[PATCH v14 3/5] drm/xe/guc: Add capture size check in GuC log buffer
Dong, Zhanjun
zhanjun.dong at intel.com
Wed Jul 31 14:55:10 UTC 2024
See my comments below.
Regards,
Zhanjun Dong
On 2024-07-30 3:20 p.m., Teres Alexis, Alan Previn wrote:
> On Wed, 2024-07-24 at 07:51 -0700, Zhanjun Dong wrote:
>> The capture-nodes is included in GuC log buffer, add the size check
>> for capture region in the whole GuC log buffer.
>> Add capture output size check before allocating the shared buffer.
>>
> alan: I think the use of the term "capture-nodes" above is not very clear,
> assuming the term "nodes" is per the meaning in the extraction patch.
> So perhaps a tweak to above first line:
> "Capture-nodes generated by GuC are placed in the GuC capture ring
> buffer which is a sub-region of the larger Guc-Log-buffer.

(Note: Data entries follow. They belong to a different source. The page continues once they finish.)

Issue #97, opened 2015-05-19
Bitcoin not supported by stringToUnits()


thedavidmeister:
Because stringToUnits() explicitly expects only 2 trailing decimals, it cannot support Bitcoin and we see "The value could not be parsed as money"

josecelano:
Hi @thedavidmeister maybe this could be interesting for you:

https://github.com/mathiasverraes/money/issues/7#issuecomment-91863422

thedavidmeister:
yeah, that does look interesting. I'm *just* about to roll a release for something I'm working on that uses the current Money setup, so I don't want to start a refactor now. But it's something worth following up as I had to jump through some hoops along the way that I would have expected Money to handle better.

frederikbosch:
The parser in #148 does not support bitcoin. My suggestion would be to close this issue after #148 is merged and leave implementation up to the user. A very simplistic approach could be as follows.

```php
<?php
use Money\Currency;
use Money\Money;
use Money\MoneyParser;

class BitcoinSupportedMoneyParser implements MoneyParser
{
    private $innerParser;

    public function __construct(MoneyParser $innerParser)
    {
        $this->innerParser = $innerParser;
    }

    public function parse($formattedMoney, $forceCurrency = null)
    {
        if (strpos($formattedMoney, "\0xC9\0x83") !== false) {
            // bitcoin parsing here
            return new Money($formattedMoney, new Currency('XBT'));
        } else {
            return $this->innerParser->parse($formattedMoney, $forceCurrency);
        }
    }
}
```

frederikbosch:
@sagikazarmark This one can be closed too

sagikazarmark:
Hm, should we include this in the repo?

frederikbosch:
Why would we want include it? By using the intl parser together with the parser interface, the user has all the possibilities to implement such a bitcoin parser of his own.

If we include this one, what is then the boundary what to include and what not?

frederikbosch:
And if we include a bitcoin parser, we should - by means of consistency - also include a formatter. 

Maybe we avoid getting same questions by including one. I am happy to PR both formatter and parser. Can you let me know what your decision is @sagikazarmark?

sagikazarmark:
Well, it seems bitcoin is a widely requested feature. Further more, it is plain PHP code without any dependencies. Given these two details, I don't think it's a problem to include it.

frederikbosch:
Ok, will PR next week.

frederikbosch:
[...]

PR #148, opened 2016-01-18
parse a string into a money object

### LINKED ISSUE #98: $ not supported by stringToUnits()
I tried to get '$100' to be some Money units using stringToUnits() but got "The value could not be parsed as money".

frederikbosch:
Fixes #98 and provides a possible solution for #97.

### DIFF
--- a/src/IntlMoneyParser.php
+++ b/src/IntlMoneyParser.php
@@ -1,0 +1,56 @@
+<?php
+namespace Money;
+
+/**
+ * Parses a string into a Money object using intl extension.
+ *
+ * @author Frederik Bosch <f.bosch@genkgo.nl>
+ */
+final class IntlMoneyParser implements MoneyParser
+{
+
+    /**
+     * @var \NumberFormatter
+     */
+    private $formatter;
+
+    /**
+     * @param \NumberFormatter $formatter
+     */
+    public function __construct(\NumberFormatter $formatter)
+    {
+        $this->formatter = $formatter;
+    }
+
+    /**
+     * {@inheritdoc}
+     */
+    public function parse($formattedMoney, $forceCurrency = null)
+    {
+        $decimal = $this->formatter->parseCurrency($formattedMoney, $currency);
+        if ($decimal === false) {
+            throw new ParserException(
+                'Cannot parse ' . $formattedMoney . ' to Money. ' . $this->formatter->getErrorMessage()
+            );
+        }
+
+        $decimal = (string) $decimal;
+        if (strpos($decimal, '.') !== false) {
+            $decimal = str_replace('.', '', $decimal);
+        } else {
+            $decimal .= str_pad('', $this->formatter->getAttribute(\NumberFormatter::FRACTION_DIGITS), '0');
+        }
+
+        if (substr($decimal, 0, 1) === '-') {
+            $decimal = '-' . ltrim(substr($decimal, 1), '0');
+        } else {
+            $decimal = ltrim($decimal, '0');
+        }
+
+        if ($forceCurrency === null) {
+            return new Money($decimal, new Currency($currency));
+        }
+
+        return new Money($decimal, new Currency($forceCurrency));
+    }
+}
--- a/src/Money.php
+++ b/src/Money.php
@@ -426,35 +426,6 @@ final class Money implements \JsonSerializable
     }
 
     /**
-     * Creates units from string.
-     *
-     * @param string $string
-     *
-     * @return string
-     *
-     * @throws \InvalidArgumentException If $string cannot be parsed
-     */
-    public static function stringToUnits($string)
-    {
-        $sign = "(?P<sign>[-\+])?";
-        $digits = "(?P<digits>\d*)";
-        $separator = '(?P<separator>[.,])?';
-        $decimals = "(?P<decimal1>\d)?(?P<decimal2>\d)?";
-        $pattern = '/^'.$sign.$digits.$separator.$decimals.'$/';
-
-        if (!preg_match($pattern, trim($string), $matches)) {
-            throw new \InvalidArgumentException('The value could not be parsed as money');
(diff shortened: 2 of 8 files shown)


frederikbosch:
Hmm, why is this failing on Travis but succeeding on my machine.

barryvdh:
Could it be that the locale is not available on the Travis setup?

This gives the same (unclear) message: https://3v4l.org/1p9eF

sagikazarmark:
Travis only has en_US installed. The funny thing is that I didn't have this issue with/without nl_NL installed, I had totally different issues.

I would rewrite the test examples to use en_US locale, it is probably commonly installed for others anyway. I would also skip tests on machines where en_US locale is not available.

frederikbosch:
@sagikazarmark Right, we should do that. But I doubt if people will have same results when using the classes. That might lead to too many unexpected results.

sagikazarmark:
> That might lead to too many unexpected results.

What might lead to ...?

I think I missed an important part: we should try to set the locale to en_US at the beginning of the test. If it fails, skip.

frederikbosch:
@sagikazarmark I agree with that. But I do not get why your results with `nl_NL` are so different. That tells me that we have an unstable API.

sagikazarmark:
I didn't pay too much attention, maybe something else was wrong. It is PHP after all, stability is not one of the keywords. Also, intl is especially something vague.

barryvdh:
Hmm, I don't have a lot of experience here, but if results are unreliable, I'm not sure I'd trust this to handly my money stuff.

sagikazarmark:
I think we could preserve the "original" parsing logic in a separate parser, which was less smart, but more stable.

frederikbosch:
@barryvdh Do not get this wrong: `Money` is reliable. We are talking about an unmerged PR on parsing and formatting negative values with `intl` extension.

@sagikazarmark We should look into this more before drawing conclusions.

sagikazarmark:
Agree, I didn't want to give up on intl extension, but for simpler cases, the previous logic could be useful as well, like SimpleParser.

frederikbosch:
@sagikazarmark The PR already contains [the original parser](https://github.com/frederikbosch/money/blob/parser/src/StringToUnitsParser.php).

sagikazarmark:
:+1:

barryvdh:
Yes I understand Money is stable, I was just referring to intl parsing by itself ;)

sagikazarmark:
Okay, but I guess this way you are able to stick to the "default/previous" strategy or come up with a better, since we have an interface for that and no pressure on which to use.

frederikbosch:
@sagikazarmark Why don't we inject `NumberFormatter` into `IntlMoneyParser` and `IntlMoneyFormatter`?

This we place behaviour of the `intl` extension outside of `Money`. As such we only have to guarantee/test the conversion, and not the results of `NumberFormatter` itself like we are doing now.

sagikazarmark:
I remember I had some issues with NumberFormatter itself, and this injection approach, but I can't see any better solution. Although, it would be nice to look around and find some usage examples.

My biggest concern is the required configuration in of the NumberFormatter. It needs some basic config to work well (which is not necessarily configurable later).

frederikbosch:
Yes, if `Money` provides an intl parser and formatter, at least we should know how to use it! Hence, we should know how to configure it.

But, now the intl parser and formatter implementations are instantiating the `NumberFormatter` object. This limits the user in configuring the `NumberFormatter` how he or she wants it. For example, the current does not allow a developer to create a [pattern](http://php.net/manual/en/numberformatter.setpattern.php).

frederikbosch:
Okay. When constructing an `NumberFormatter` as below, the outcomes are different because the Travis is using a different default pattern.

```php
$formatter = new \NumberFormatter('en_US', \NumberFormatter::CURRENCY);
$config = [ .. ];
var_dump($config);
```

Travis:
```
array(9) {
  'locale_valid' =>
  string(5) "en_US"
  'locale_actual' =>
  string(2) "en"
  'pattern' =>
  string(23) "¤#,##0.00;(¤#,##0.00)"
  'attr_positive_prefix' =>
  string(1) "$"
  'attr_positive_suffix' =>
  string(0) ""
  'attr_negative_prefix' =>
  string(2) "($"
  'attr_negative_suffix' =>
  string(1) ")"
  'attr_padding_char' =>
  string(1) "*"
  'attr_currency_code' =>
  string(3) "USD"
}
```

My Ubuntu (14.04) machine:
```
array(9) {
  'locale_valid' =>
  string(5) "en_US"
  'locale_actual' =>
  string(2) "en"
  'pattern' =>
  string(10) "¤#,##0.00"
  'attr_positive_prefix' =>
  string(1) "$"
  'attr_positive_suffix' =>
  string(0) ""
  'attr_negative_prefix' =>
  string(2) "-$"
  'attr_negative_suffix' =>
  string(0) ""
  'attr_padding_char' =>
  string(1) "*"
  'attr_currency_code' =>
  string(3) "USD"
}
```

What is causing the default pattern to be different?

frederikbosch:
So, now I got a green light.

```php
$formatter = new \NumberFormatter('en_US', \NumberFormatter::CURRENCY);
$formatter->setPattern("¤#,##0.00;-¤#,##0.00");

$parser = new IntlMoneyParser($formatter);
$this->assertEquals($units, $parser->parse($string, 'USD')->getAmount());
```

Only setting a string with double quotes which include a pattern for positive and negative amounts via the setter (not via constructor) will give a stable result.

frederikbosch:
@sagikazarmark So we now have two parsers.
- The easy regex based one, called `StringToUnitsParser`. That one only parses a string into an amount. The developer is required to supply the currency.
- The `intl` one for the developer's advanced locale based parsing. This parser also parses a currency symbol, but can behave differently per system if not setting a pattern explicitly.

> Add capture output size check ....". >
>
>> Signed-off-by: Zhanjun Dong <zhanjun.dong at intel.com>
>> ---
>> drivers/gpu/drm/xe/abi/guc_log_abi.h | 20 ++++
>> drivers/gpu/drm/xe/xe_guc_capture.c | 83 ++++++++++++++-
>> drivers/gpu/drm/xe/xe_guc_log.c | 141 +++++++++++++++++++++++++-
>> drivers/gpu/drm/xe/xe_guc_log.h | 12 ++-
>> drivers/gpu/drm/xe/xe_guc_log_types.h | 15 +++
>> 5 files changed, 268 insertions(+), 3 deletions(-)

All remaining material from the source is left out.